Only the lines from the beginning of the data below through the line that contains "-FROM registry.access.redhat.com/ubi9/ubi-micro:9.8" should be repeated, exactly as written.

================================

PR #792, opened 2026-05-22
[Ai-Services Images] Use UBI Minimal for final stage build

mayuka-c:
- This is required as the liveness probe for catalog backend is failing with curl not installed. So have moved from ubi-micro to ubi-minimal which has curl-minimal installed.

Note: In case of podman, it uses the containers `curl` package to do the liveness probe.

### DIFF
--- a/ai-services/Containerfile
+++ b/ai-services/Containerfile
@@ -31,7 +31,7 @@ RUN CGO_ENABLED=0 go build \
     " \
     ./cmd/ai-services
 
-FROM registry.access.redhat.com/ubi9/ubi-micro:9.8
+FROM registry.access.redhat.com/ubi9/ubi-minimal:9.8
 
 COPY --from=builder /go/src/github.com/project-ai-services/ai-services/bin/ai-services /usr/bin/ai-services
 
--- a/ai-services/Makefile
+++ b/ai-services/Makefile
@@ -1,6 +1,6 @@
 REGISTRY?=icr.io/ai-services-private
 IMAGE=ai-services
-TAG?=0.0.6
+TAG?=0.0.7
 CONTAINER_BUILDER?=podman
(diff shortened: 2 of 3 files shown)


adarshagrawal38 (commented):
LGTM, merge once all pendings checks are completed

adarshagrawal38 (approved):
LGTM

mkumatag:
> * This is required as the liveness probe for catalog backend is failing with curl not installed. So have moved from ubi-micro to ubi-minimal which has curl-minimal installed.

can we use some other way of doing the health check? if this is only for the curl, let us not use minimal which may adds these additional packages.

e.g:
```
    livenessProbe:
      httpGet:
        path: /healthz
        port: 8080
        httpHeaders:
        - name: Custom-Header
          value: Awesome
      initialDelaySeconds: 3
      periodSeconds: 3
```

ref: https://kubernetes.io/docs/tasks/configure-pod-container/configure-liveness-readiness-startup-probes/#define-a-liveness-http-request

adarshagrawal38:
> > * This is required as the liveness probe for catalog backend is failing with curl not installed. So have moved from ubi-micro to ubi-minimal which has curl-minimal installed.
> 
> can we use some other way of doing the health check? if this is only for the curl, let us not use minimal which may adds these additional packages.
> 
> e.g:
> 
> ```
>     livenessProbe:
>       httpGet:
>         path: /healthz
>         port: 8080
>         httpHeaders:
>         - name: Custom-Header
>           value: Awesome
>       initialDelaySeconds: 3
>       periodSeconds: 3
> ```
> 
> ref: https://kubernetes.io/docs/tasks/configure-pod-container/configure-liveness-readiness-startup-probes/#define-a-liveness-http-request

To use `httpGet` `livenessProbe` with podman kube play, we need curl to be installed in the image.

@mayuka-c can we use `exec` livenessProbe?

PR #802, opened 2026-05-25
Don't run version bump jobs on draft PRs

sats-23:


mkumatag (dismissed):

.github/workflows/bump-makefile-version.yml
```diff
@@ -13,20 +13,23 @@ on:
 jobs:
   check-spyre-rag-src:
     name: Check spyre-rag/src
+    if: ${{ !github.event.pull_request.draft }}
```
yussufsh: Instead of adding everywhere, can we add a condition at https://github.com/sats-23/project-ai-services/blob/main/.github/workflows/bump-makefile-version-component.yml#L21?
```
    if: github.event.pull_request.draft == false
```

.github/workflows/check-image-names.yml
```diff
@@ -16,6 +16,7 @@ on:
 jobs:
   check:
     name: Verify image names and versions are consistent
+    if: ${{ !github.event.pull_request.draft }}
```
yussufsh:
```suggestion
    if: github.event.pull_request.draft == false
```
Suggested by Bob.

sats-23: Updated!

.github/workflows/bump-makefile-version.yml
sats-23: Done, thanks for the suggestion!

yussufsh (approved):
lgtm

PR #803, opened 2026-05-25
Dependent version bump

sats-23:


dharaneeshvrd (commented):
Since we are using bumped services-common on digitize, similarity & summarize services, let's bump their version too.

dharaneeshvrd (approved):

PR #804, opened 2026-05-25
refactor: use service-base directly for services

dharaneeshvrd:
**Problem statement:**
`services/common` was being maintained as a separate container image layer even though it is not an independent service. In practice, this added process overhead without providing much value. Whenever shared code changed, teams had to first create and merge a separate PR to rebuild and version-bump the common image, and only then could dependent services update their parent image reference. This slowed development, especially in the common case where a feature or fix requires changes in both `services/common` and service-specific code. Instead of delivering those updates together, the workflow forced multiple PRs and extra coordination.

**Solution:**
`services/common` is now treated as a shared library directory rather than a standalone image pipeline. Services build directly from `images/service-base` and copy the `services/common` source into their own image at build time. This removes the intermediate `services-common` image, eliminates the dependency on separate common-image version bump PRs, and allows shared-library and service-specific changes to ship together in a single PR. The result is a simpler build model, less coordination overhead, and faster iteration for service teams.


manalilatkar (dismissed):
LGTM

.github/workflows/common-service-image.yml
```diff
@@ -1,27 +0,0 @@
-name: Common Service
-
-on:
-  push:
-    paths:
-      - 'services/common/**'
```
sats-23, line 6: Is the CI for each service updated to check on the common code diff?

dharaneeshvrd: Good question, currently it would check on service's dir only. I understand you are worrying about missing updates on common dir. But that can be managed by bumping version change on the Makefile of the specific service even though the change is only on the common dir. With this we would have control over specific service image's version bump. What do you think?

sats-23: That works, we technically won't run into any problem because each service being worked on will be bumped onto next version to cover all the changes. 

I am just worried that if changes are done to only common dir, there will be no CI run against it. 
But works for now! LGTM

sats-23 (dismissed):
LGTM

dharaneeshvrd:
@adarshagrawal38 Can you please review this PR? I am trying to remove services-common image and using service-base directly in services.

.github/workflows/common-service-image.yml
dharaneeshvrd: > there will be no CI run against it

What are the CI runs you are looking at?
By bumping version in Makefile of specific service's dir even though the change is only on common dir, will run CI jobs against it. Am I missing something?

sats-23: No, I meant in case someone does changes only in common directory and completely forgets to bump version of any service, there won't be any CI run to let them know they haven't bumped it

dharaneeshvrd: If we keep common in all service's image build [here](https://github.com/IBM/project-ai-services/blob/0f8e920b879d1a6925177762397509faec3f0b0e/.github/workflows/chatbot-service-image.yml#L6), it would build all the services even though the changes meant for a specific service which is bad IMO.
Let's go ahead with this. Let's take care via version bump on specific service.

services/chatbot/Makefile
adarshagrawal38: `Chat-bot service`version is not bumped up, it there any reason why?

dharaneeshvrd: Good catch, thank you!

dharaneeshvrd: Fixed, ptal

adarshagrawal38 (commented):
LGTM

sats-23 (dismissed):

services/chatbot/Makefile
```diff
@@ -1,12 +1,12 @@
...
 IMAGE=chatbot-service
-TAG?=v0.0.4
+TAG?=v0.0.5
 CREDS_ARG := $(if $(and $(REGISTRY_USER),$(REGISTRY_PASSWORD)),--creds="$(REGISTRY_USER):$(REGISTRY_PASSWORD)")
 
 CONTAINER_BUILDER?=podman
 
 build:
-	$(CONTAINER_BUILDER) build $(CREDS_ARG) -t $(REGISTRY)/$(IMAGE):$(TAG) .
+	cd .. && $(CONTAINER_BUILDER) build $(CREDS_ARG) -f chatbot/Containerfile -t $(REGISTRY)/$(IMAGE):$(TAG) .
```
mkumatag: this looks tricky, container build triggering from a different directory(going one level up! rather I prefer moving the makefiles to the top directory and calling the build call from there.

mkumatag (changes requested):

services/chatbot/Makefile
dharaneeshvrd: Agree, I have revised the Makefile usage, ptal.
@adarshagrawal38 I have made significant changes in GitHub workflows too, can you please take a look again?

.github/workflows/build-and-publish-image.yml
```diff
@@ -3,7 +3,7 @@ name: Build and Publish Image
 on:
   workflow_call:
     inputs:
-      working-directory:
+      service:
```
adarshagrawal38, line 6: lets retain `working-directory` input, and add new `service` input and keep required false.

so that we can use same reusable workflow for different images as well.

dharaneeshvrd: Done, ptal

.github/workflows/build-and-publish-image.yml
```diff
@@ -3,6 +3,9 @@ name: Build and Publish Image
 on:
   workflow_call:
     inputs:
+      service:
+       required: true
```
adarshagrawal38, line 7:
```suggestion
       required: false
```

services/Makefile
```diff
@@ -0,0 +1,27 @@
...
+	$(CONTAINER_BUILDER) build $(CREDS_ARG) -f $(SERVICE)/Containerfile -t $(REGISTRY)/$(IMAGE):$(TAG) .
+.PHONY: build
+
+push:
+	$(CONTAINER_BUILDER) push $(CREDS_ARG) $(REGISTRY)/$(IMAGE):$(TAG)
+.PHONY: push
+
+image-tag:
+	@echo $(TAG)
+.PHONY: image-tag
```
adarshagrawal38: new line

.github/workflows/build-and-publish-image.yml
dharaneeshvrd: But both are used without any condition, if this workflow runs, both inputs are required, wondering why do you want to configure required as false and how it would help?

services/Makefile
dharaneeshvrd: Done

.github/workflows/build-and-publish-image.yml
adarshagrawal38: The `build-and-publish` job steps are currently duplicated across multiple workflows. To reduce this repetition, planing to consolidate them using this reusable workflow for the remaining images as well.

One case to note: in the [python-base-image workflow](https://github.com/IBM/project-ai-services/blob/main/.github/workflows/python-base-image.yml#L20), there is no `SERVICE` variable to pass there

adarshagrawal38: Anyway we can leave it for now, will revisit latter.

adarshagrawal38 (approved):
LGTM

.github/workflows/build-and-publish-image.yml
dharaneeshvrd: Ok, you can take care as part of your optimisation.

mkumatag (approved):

================================

*ANSWER BOX*.
PR #792, opened 2026-05-22
[Ai-Services Images] Use UBI Minimal for final stage build

mayuka-c:
- This is required as the liveness probe for catalog backend is failing with curl not installed. So have moved from ubi-micro to ubi-minimal which has curl-minimal installed.

Note: In case of podman, it uses the containers `curl` package to do the liveness probe.

### DIFF
--- a/ai-services/Containerfile
+++ b/ai-services/Containerfile
@@ -31,7 +31,7 @@ RUN CGO_ENABLED=0 go build \
     " \
     ./cmd/ai-services
 
-FROM registry.access.redhat.com/ubi9/ubi-micro:9.8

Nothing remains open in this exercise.